→ **Exercise requirements**
For the data below, restate word for word only the lines from the line containing "pos = xy_to_position(X, Y, CURSOR_POS);" through the line containing "this PR accordingly.", both ends included.

→ **Supplied data**
○ ○ ○ ○ ○

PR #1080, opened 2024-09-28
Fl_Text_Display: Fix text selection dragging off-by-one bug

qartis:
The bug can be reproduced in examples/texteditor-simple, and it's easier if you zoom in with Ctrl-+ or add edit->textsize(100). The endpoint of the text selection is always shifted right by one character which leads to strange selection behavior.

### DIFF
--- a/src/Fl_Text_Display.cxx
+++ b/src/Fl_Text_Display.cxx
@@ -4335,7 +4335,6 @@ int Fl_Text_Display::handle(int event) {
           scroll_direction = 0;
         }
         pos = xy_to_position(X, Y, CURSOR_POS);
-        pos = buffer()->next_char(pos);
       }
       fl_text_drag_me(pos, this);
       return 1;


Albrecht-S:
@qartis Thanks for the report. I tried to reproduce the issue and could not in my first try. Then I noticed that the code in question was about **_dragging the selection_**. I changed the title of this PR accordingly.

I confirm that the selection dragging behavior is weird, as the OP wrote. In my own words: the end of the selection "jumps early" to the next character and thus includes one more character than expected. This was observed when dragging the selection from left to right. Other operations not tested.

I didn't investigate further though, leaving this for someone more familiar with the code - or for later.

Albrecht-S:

○ ○ ○ ○ ○

→ **Solution to the exercise**
         pos = xy_to_position(X, Y, CURSOR_POS);
-        pos = buffer()->next_char(pos);
       }
       fl_text_drag_me(pos, this);
       return 1;


Albrecht-S:
@qartis Thanks for the report. I tried to reproduce the issue and could not in my first try. Then I noticed that the code in question was about **_dragging the selection_**. I changed the title of this PR accordingly.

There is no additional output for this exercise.